Solved: How to count occurences of a string in a doc?

[RonMcK]

Hi, All,

I need some help getting the following shippet of code to count the number of instances of a string in a document. My test document has 4 instances of the string scattered through it, but my code finds none of them because .FOUND is returning False.

Sub CountAWord()
    Dim intRowCount As Long     ' was integer
    Dim aRange As Range
    Dim response As Long
    intRowCount = 0
    Set aRange = ActiveDocument.Range
    With aRange.Find
        Do
            .Text = "ID3" ' the word I am looking for
Debug.Print aRange.Find.Text
Debug.Print ActiveDocument.Name
Debug.Print .Found
            .Execute
            If .Found Then
                intRowCount = intRowCount + 1
            End If
        Loop While .Found
    End With
    response = MsgBox("I counted " & Str(intRowCount) & vbCrLf & " in doc: " & ActiveDocument.Name, vbOKOnly, "Number of Instances")
    Set aRange = Nothing
End Sub

Is there an easier way, than the above code, to count the number of occurrences of a keyword (or phrase or string) in a document?

Thanks!

[RonMcK]

Here is a solution to my counting question that works better, based on work by Malcolm (mdmackillop) in the [thread=http://vbaexpress.com/forum/showthread.php?t=21214]Excel forum[/thread] and an assist he got from here.

Sub CountSpecificStringInWordDoc2()
    Dim txt As String, Lgth As Long, Strt As Long
    Dim i As Long
    Dim oRng As Range
    Dim Tgt As String
    Dim arr()
    ReDim arr(10)
    Dim response As Long
'Set parameters
    txt = InputBox("String to find")
    Lgth = InputBox("Length of string to return")
    Strt = Len(txt)
'Return data to array
    With Selection
   .HomeKey unit:=wdStory
      With .Find
         .ClearFormatting
         .Forward = True
         .Text = txt
         .Execute
         While .Found
         arr(1) = arr(1) + 1
         Set oRng = ActiveDocument.Range _
         (Start:=Selection.Range.Start + Strt, _
         End:=Selection.Range.End + Lgth)
         oRng.Start = oRng.End
         .Execute
         Wend
      End With
    End With
response = MsgBox("I found: " & Str(arr(1)) & " instances of the string: " & txt & _
                vbCrLf & " in the document: " & ActiveDocument.Name, vbOKOnly, "Number of occurences")
End Sub

I'm still curious to know if there is a more elegant way to get the count of the number of occurences of a string in a Word doc.

Thanks!

[mdmackillop]

I'm still curious to know if there is a more elegant way to get the count of the number of occurences of a string in a Word doc.

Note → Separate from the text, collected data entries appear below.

PR #746, opened 2022-12-06
add new Api to get beacon chain aggregate

### LINKED ISSUE #639: Add new API to get beacon aggregate

Since the PR #559 beacon and beacon summaries are not anymore transactions. Before we could get these transaction using graphql API `networkTransaction`, but now we don't have any way to get the summary data.

We should create a new schema in graphql like `beaconSummary` with a date in parameter which returns the beacon aggregate for this date.
If the date is the last summary date, API should use beacon summary and not beacon aggregate as it is done in explorer.
The date in parameter may be in this format "AAAA-MM-JJ".

### Additional context

I think we should't create an API that returns mutiple summaries as they can contains a lot of data.
Maybe we can create a new type for the transaction summaries which is paginated or have a size limit like
```
query {
  beaconSummary(date: "2022-10-18") {
    transactionSummaries(limit: 100) {
      address
    }
  }
}
```

tenmoves:
# Description

Since the PR https://github.com/archethic-foundation/archethic-node/pull/559 beacon and beacon summaries are not anymore transactions. Before we could get these transaction using graphql API networkTransaction, but now we don't have any way to get the summary data.

We create a new schema in graphql like beaconSummary with a timestamp in parameter which returns the beacon aggregate for this date.
If the date is the last summary date, API should use beacon summary and not beacon aggregate as it is done in explorer.

example graphql query

```
{
  beaconChainSummary(timestamp: 1670369760) {
    version
    p2pAvailabilities
    summaryTime
    availabilityAddingTime
    transactionSummaries(limit: 1, pagingOffset: 2) {
      fee
      type
      timestamp
      address
      movementsAddresses
    }
  }
}
```

Fixes #639 

## Type of change

# How Has This Been Tested?

- Tested locally in graphiQl
- Unit tests 

# Checklist:


lib/archethic/beacon_chain.ex
```diff
@@ -414,4 +416,55 @@ defmodule Archethic.BeaconChain do
         e
     end
   end
+
+  # Slots which are already has been added
+  # Real time transaction can be get from pubsub
+  def list_transactions_from_current_slots(date = %DateTime{} \\ DateTime.utc_now()) do
```
samuelmanzanera, line 422: If you can add typespecs this would be great !

lib/archethic_web/graphql_schema/resolver.ex
```diff
@@ -212,6 +214,37 @@ defmodule ArchethicWeb.GraphQLSchema.Resolver do
...
   end
 
+  def beacon_chain_summary(datetime) do
+    current_datetime = DateTime.utc_now()
+
+    next_datetime_summary_time =
+      datetime
+      |> BeaconChain.next_summary_date()
+
+    previous_current_date_summary_time =
```
samuelmanzanera, line 224: I think there variable name is confusing between `previous` and `next_summary_date`

lib/archethic_web/live/chains/beacon_live.ex
```diff
@@ -246,54 +242,6 @@ defmodule ArchethicWeb.BeaconChainLive do
...
-
-        _ ->
-          []
-      end
-    end)
-    |> Stream.filter(&match?({:ok, _}, &1))
-    |> Stream.flat_map(&elem(&1, 1))
-    |> Enum.to_list()
-  end
+  defdelegate list_transactions_from_current_slots(date \\ DateTime.utc_now()),
```
samuelmanzanera, line 245: Do you think it's necessary to use delegate?
Wouldn't it be easier to just call BeaconChain.list_transaction_from_current_slots?

samuelmanzanera:
I think there is a problem with the summary time

image

The summary should not be `DateTime.utc_now` but the next summary time.
This is causing the no display of the last transactions recorded.

lib/archethic_web/graphql_schema/resolver.ex
```diff
@@ -212,6 +214,37 @@ defmodule ArchethicWeb.GraphQLSchema.Resolver do
...
+      current_datetime
+      |> BeaconChain.next_summary_date()
+
+    authorized_nodes = P2P.authorized_and_available_nodes()
+
+    cond do
```
Neylix, line 230: Ithink it would be better to use a `case` statement instead of a `cond`, so the `DateTime.compare` will be done only once and not for each cond if the previous is false

lib/archethic_web/graphql_schema/resolver.ex
```diff
@@ -212,6 +214,37 @@ defmodule ArchethicWeb.GraphQLSchema.Resolver do
...
+      DateTime.compare(next_datetime_summary_time, previous_current_date_summary_time) == :gt ->
+        {
+          :error,
+          "No data found at this date"
+        }
+
+      DateTime.compare(next_datetime_summary_time, previous_current_date_summary_time) == :eq ->
+        {
+          :ok,
+          BeaconChain.fetch_and_aggregate_summaries(datetime, authorized_nodes)
```
Neylix, line 240: Also there you should pass the `next_datetime_summary_time` value instead of `datetime` because if datetime is not an exact summary time it will return an error as the summary is not found

lib/archethic_web/graphql_schema/resolver.ex
```diff
@@ -212,6 +214,37 @@ defmodule ArchethicWeb.GraphQLSchema.Resolver do
...
+        }
+
+      DateTime.compare(next_datetime_summary_time, previous_current_date_summary_time) == :lt ->
+        BeaconChain.fetch_summaries_aggregate(datetime, authorized_nodes)
```
Neylix, line 244: Same here for the `datetime`

Neylix (changes requested):

lib/archethic_web/graphql_schema/beacon_chain_summary_type.ex
```diff
@@ -0,0 +1,87 @@
...
+  """
+  object :transaction_summary do
+    field(:timestamp, :timestamp)
+    field(:address, :address)
+    field(:movements_addresses, list_of(:address))
+    field(:type, :string)
+    field(:fee, :integer)
+  end
+
+  scalar :p2p_availabilities do
```
Neylix, line 53: For the p2p availabilities, I would suggest to change the format of the returned data.
Actually the p2p availabilities are understanble by the nodes, but for a developer or a user, having the subset and a list of 0/1 without knowing what is the node behind is not very meaningfull.
Maybe format the availabilitie to something like this ?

How about using Find/Replace? Find "Text" Replace "^&"
See here and here

[mdmackillop]

I came across this methodology. It will count strings, but also as part of words.

 
Option Compare Text
Sub CountOccurences()
    Dim MyDoc As String, txt As String, t As String
MyDoc = ActiveDocument.Range.Text
txt = InputBox("Text to find")
    t = Replace(MyDoc, txt, "")
    MsgBox (Len(MyDoc) - Len(t)) / Len(txt) & " occurrences of " & txt
End Sub

[MWE]

here is some brute force code that is simplier and seems to work. It does not differentiate between "words" and text string.

    Sub CountWords()
        Dim I           As Long
        Dim J           As Long
        Dim Num         As Long
        Dim TargetText  As String
TargetText = InputBox("target text?")
        J = 1
        I = 1
        While I > 0
   I = InStr(J, ActiveDocument.Range.Text, TargetText)
   If I > 0 Then
      Num = Num + 1
      J = I + 1
   End If
        Wend
        MsgBox Num
    End Sub

[fumei]

Or...

Dim r As Range
Dim j As Long
Set r = ActiveDocument.Range
With r.Find
   .Text = InputBox("What word(s)?")
   Do While .Execute(Forward:=True) = True
       j = j + 1
    Loop
End With
MsgBox "Given word(s) was found " & j & " times."

No error trapping on the input string. If there is no string found (because of spelling errors for example) the message will be "0 times"

[nim81]

Here is a simple way to do it, using the Split() function, where "Needle" is the word/string you want to count:

Dim Haystack As String
Dim Needle As String

Dim a As Variant

a = Split(Haystack, Needle)

MsgBox UBound(a)

[RonMcK]

Here is a simple way to do it, using the Split() function, where "Needle" is the word/string you want to count:

Dim Haystack As String
Dim Needle As String
Dim a As Variant
a = Split(Haystack, Needle)
MsgBox UBound(a)

Thanks for the suggestion. Not stated in my query is the requirement that the code run on Excel 2004 in Office for Mac where we have no 'split' function.

[fumei]

There is no Split() in Excel for the Mac? Ai caramba! Why on earth would it be different for the Mac?